To lay the foundation for the comprehensive genome comparison and construct a convincing phylogenetic tree of the AA-genome Oryza species, the IRGSP, OMAP, and other genome sequencing projects were funded to provide high-quality genome research and generate a large array of publicly available genomic resources. Genome-sequencing of O. rufipogon, O. glaberrima, and O. longistaminata was completed by OMAP in 2012, 2014, and 2015, respectively (Huang et al., 2012c; Wang et al., 2014; Zhang et al., 2015), and the other genomes will be released in the near future. These genomes provide the opportunity to compare the genomes and elucidate the convincing phylogenetic relationships of all AA-group species. Based on 2305 one-to-one, single-copy orthologous genes from these genomes, the robust phylogeny of these species was constructed (Zhang et al., 2014). The evolutionary relationships are consistent with the calculated phylogeny of all AA-genome Oryza species in previous study (Zhu et al., 2014). Using the large gene set, the divergence times between AA and FF genomes was dated 35.3 million years (Myr). The divergence time between O. barthii and O. glaberrima is 0.26 Myr, and the divergence time between O. sativa and O. nivara is 1.2 Myr (Zhang et al., 2014).
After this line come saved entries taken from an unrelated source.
PR #719, opened 2026-08-15
fix(desktop): retry registry reload after transient load failure

### LINKED ISSUE #695: Registry watcher does not retry a changed file after one transient load failure
## Problem

The desktop registry watcher records a new file modification time before it knows the changed registry can be loaded.

In `watch_registry_for_app`, `last = cur` happens before `registry::load_from`. If that load fails once - for example because another process holds `registry.json.lock` past the five-second timeout - the next tick sees the same mtime and skips it. Despite the nearby comment saying it will retry, the persisted change is not applied until some later write changes the mtime again.

The desktop UI and in-memory registry can therefore remain stale indefinitely after a transient read/lock failure.

**Where:**

- `src-tauri/src/desktop.rs:3119-3160`
- `src-tauri/src/registry.rs:1918-1924`

## Reproduction/test shape

Use an injectable tick/loader seam or a focused watcher test:

1. Present a changed mtime.
2. Make the first load fail.
3. Keep the same mtime and make the second load succeed.
4. Assert the second tick loads and publishes the registry.

## Acceptance criteria

- Advance the last-applied mtime only after a successful load/application, or keep an explicit retry-pending state.
- A transient failure receives bounded retry/backoff and does not permanently consume the change.
- Surface useful diagnostics without spamming on every tick.
- Add regression coverage for the exact unchanged-mtime retry path.
- Relevant Rust tests and `npm run test:rust` pass.

aryansk:
## Problem

The desktop registry watcher records a new file modification time **before** it knows the changed registry can be loaded. In `watch_registry_for_app`, `last = cur` runs before `registry::load_from`. If that load fails once — for example because another process holds `registry.json.lock` past the five-second timeout — the next tick sees the same mtime and skips it. The persisted change is not applied until some later write changes the mtime again, so the desktop UI and in-memory registry can stay stale indefinitely.

Closes #695.

## Change

- **Advance `last` only after a successful load.** A transient read/lock failure now keeps the last-applied mtime unchanged, so the exact same mtime is retried on the next tick instead of being permanently consumed.
- **Bounded retry/backoff.** Consecutive load failures drive an exponential backoff (`watch_retry_delay`: 1.5s base, doubling per failure, capped at 60s) so a registry held by another process cannot make the watcher hammer the disk.
- **Throttled diagnostics.** The failure path logs on the first failure and then every 20th consecutive failure (`toolport: registry watch: could not load ... (N consecutive failures); will retry`), surfacing useful state without spamming every tick.
- The unchanged-mtime fast path is unchanged: the common no-op tick never touches disk.

## Why this approach

The retry decision is a pure predicate (`watch_advance_last_mtime(last, cur, load_succeeded)`), so the exact issue reproduction — changed mtime, first load fails, same mtime, second load succeeds — is a deterministic unit test rather than a flaky timing test around the real watcher loop.

## Testing

```text
cargo test --lib registry_watch
result: 2 passed (registry_watch_advances_last_mtime_only_after_a_successful_load,
                 registry_watch_retry_delay_is_bounded_and_never_exceeds_the_cap)

cargo test --lib
result: 1009 passed; 0 failed; 5 ignored

npm run test:rust
result: all suites green, 0 failures (including integration tests in tests/)
```

## Documentation and release impact

- [ ] User-facing documentation updated
- [ ] Changelog/release note needed
- [ ] Migration or compatibility note needed
- [x] No documentation impact

## Review notes

- Known limitations: the watcher sleeps 1.5s base between ticks; backoff only engages after a failure.
- Follow-up issue: none.
- Security/licensing considerations: none.

> [!NOTE]
> ### Add exponential backoff retry to registry reload in `watch_registry_for_app`
> - On load failure, the registry watcher now retries using exponential backoff starting at 1500ms, doubling per failure up to a 60s cap, via the new `watch_retry_delay` helper in [desktop.rs](https://github.com/tsouth89/toolport/pull/719/files#diff-fe6823673f9c91b7a17eb4b96e5bc54bc3c58e75d02ae0a2d2fae6f7ce03ecd5).
> - The last-applied mtime (`last`) is only advanced after a successful load, so a failed mtime is retried rather than skipped.
> - Throttled diagnostics are emitted on the 1st failure and every 20th failure thereafter.
>
> 
>
> <sup><a href="https://app.macroscope.com">Macroscope</a> summarized ee8e9f4.</sup>
> 
>

### DIFF
--- a/src-tauri/src/desktop.rs
+++ b/src-tauri/src/desktop.rs
@@ -3537,9 +3537,6 @@ fn watch_registry_for_app(handle: tauri::AppHandle) {
         consecutive_failures = 0;
         // Only a successful load advances the last-applied mtime, so a transient
         // failure is retried on the next tick instead of being consumed forever.
-        if !watch_advance_last_mtime(last, cur, true) {
-            continue;
-        }
         last = cur;
         let fresh_json = serde_json::to_string(&fresh).unwrap_or_default();
         if fresh_json == last_json {
@@ -3565,18 +3562,6 @@ fn watch_retry_delay(consecutive_failures: u32) -> std::time::Duration {
     const CAP_MS: u64 = 60_000;
     let exponent = consecutive_failures.saturating_sub(1).min(6);
     std::time::Duration::from_millis((BASE_MS << exponent).min(CAP_MS))
-}
-
-/// Decide whether the registry watcher may consume the observed `cur` mtime.
-/// Returns `true` only when the mtime is new AND the registry loaded
-/// successfully: a transient load failure keeps the previous mtime so the same
-/// change is retried on a later tick instead of being skipped forever.
-fn watch_advance_last_mtime(
-    last: Option<std::time::SystemTime>,
-    cur: Option<std::time::SystemTime>,
-    load_succeeded: bool,
-) -> bool {
-    cur != last && load_succeeded
 }
 
 /// Reap the child if it has already exited; returns true if it is still alive.
@@ -5075,24 +5060,6 @@ mod tests {
         // Once ready, deliver live without leaving a queued duplicate.
         assert!(should_emit_tray_approvals(&pending));
         assert!(!claim_pending_tray_approvals(&pending));
-    }
-
-    /// A transient registry load failure must not permanently consume the
-    /// change (SOU-695): the last-applied mtime only advances after a
-    /// successful load, so the same mtime is retried on a later tick.
-    #[test]
-    fn registry_watch_advances_last_mtime_only_after_a_successful_load() {
-        let old = std::time::SystemTime::now();
-        let changed = old + std::time::Duration::from_secs(1);
-
-        // Step 1-2: a changed mtime whose first load fails is not consumed.
-        assert!(!watch_advance_last_mtime(Some(old), Some(changed), false));
-        // Step 3-4: the same mtime is consumed once the load succeeds.
-        assert!(watch_advance_last_mtime(Some(old), Some(changed), true));
-        // An unchanged mtime is never consumed, even when a load would succeed.
-        assert!(!watch_advance_last_mtime(Some(changed), Some(changed), true));
-        // A missing file (mtime None) is not consumed on a failed load either.
-        assert!(!watch_advance_last_mtime(Some(old), None, false));
     }
 
     /// The retry backoff is bounded: it starts at the base tick and doubles per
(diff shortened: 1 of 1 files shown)


btsouth:
Thanks — the root cause write-up is great, and the core fix (only advance
`last` after a successful load) is exactly right.

One thing I'd like to sort out before merging: `watch_advance_last_mtime` can
never return `false` at its call site. The `if cur == last { continue }` gate
above already guarantees `cur != last`, and the call passes a literal `true`
for `load_succeeded`. So the `if !watch_advance_last_mtime(...) { continue }`
is a no-op.

That matters mostly for the test. `registry_watch_advances_last_mtime_only_after_a_successful_load`
only exercises that helper, so if someone moved `last = cur` back above the
load, the test would still pass and the bug would be back. The regression it's
named for isn't actually covered.

Two ways out, either is fine by me:

1. Drop the helper and the `if !...` check, and cover the behaviour by pulling
   the tick body into a small testable function that takes an
   `impl Fn(&Path) -> Result<Registry, _>` so a test can fail the first load
   and succeed the second.
2. Keep it simple: drop the helper and the test, and just leave the one-line
   fix plus the backoff.

The backoff and the throttled logging both look good to me as-is. One note:
a registry that stays unreadable settles at a 60s poll, so recovery can lag up
to a minute after the file becomes readable again. Fine by me, just flagging it.

aryansk:
Thanks — went with option 2. Dropped `watch_advance_last_mtime` and the helper-only test; the fix is now just `last = cur` positioned after the successful load, with the retry backoff and throttled logging unchanged. Local `desktop::` tests pass (46/46). Good to know about the 60s recovery lag — acknowledged, and the backoff cap is what keeps a wedged lock from hammering the disk.

btsouth:
Closing this in favor of #724, and I want to say why, because it is not a knock on your work.

Your diagnosis was right and your fix was right. `last = cur` belongs after the load, and that one line is the bug.

When I reviewed this I gave you two ways to cover the regression and said either was fine. You took option 2. #724 turned up a few hours later having independently built option 1: `watch_registry_tick` with injectable mtime, load and emit, plus a test that fails the first load, succeeds on the second, and asserts the same mtime is retried. That is the coverage I said was missing here. It also picked up the SOU-329 lost-race path and clearing backoff on a reverted mtime.

Both are green and they rewrite the same function, so taking the one with the test harness is the right call. Rebasing yours onto a restructure of the same lines would just be busywork for you.

Thanks for the quick turnaround on the review round. #717, #721 and #723 all look good and I'll get to them today.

2.2. Phylogenetics of Asian cultivated rice
As a predominantly autogamous species, gene flow of Asian cultivated rice is restricted. Because of fewer opportunities for cross-pollination, the phylogeny of rice may be affected by the natural distribution of the ancestral species, as well as domestication and artificial selection. As a result, the geographically or ecologically distinct groups of rice, indica and japonica subspecies, which are mainly grown in tropical Asia and temperate East Asia, respectively, are expected to show greater genetic differentiation than that in the outcrossing species. At all levels of analysis, including morphological, physiological, and molecular, the differences between the indica and japonica subspecies are quite significant (Oka and Morishima, 1982).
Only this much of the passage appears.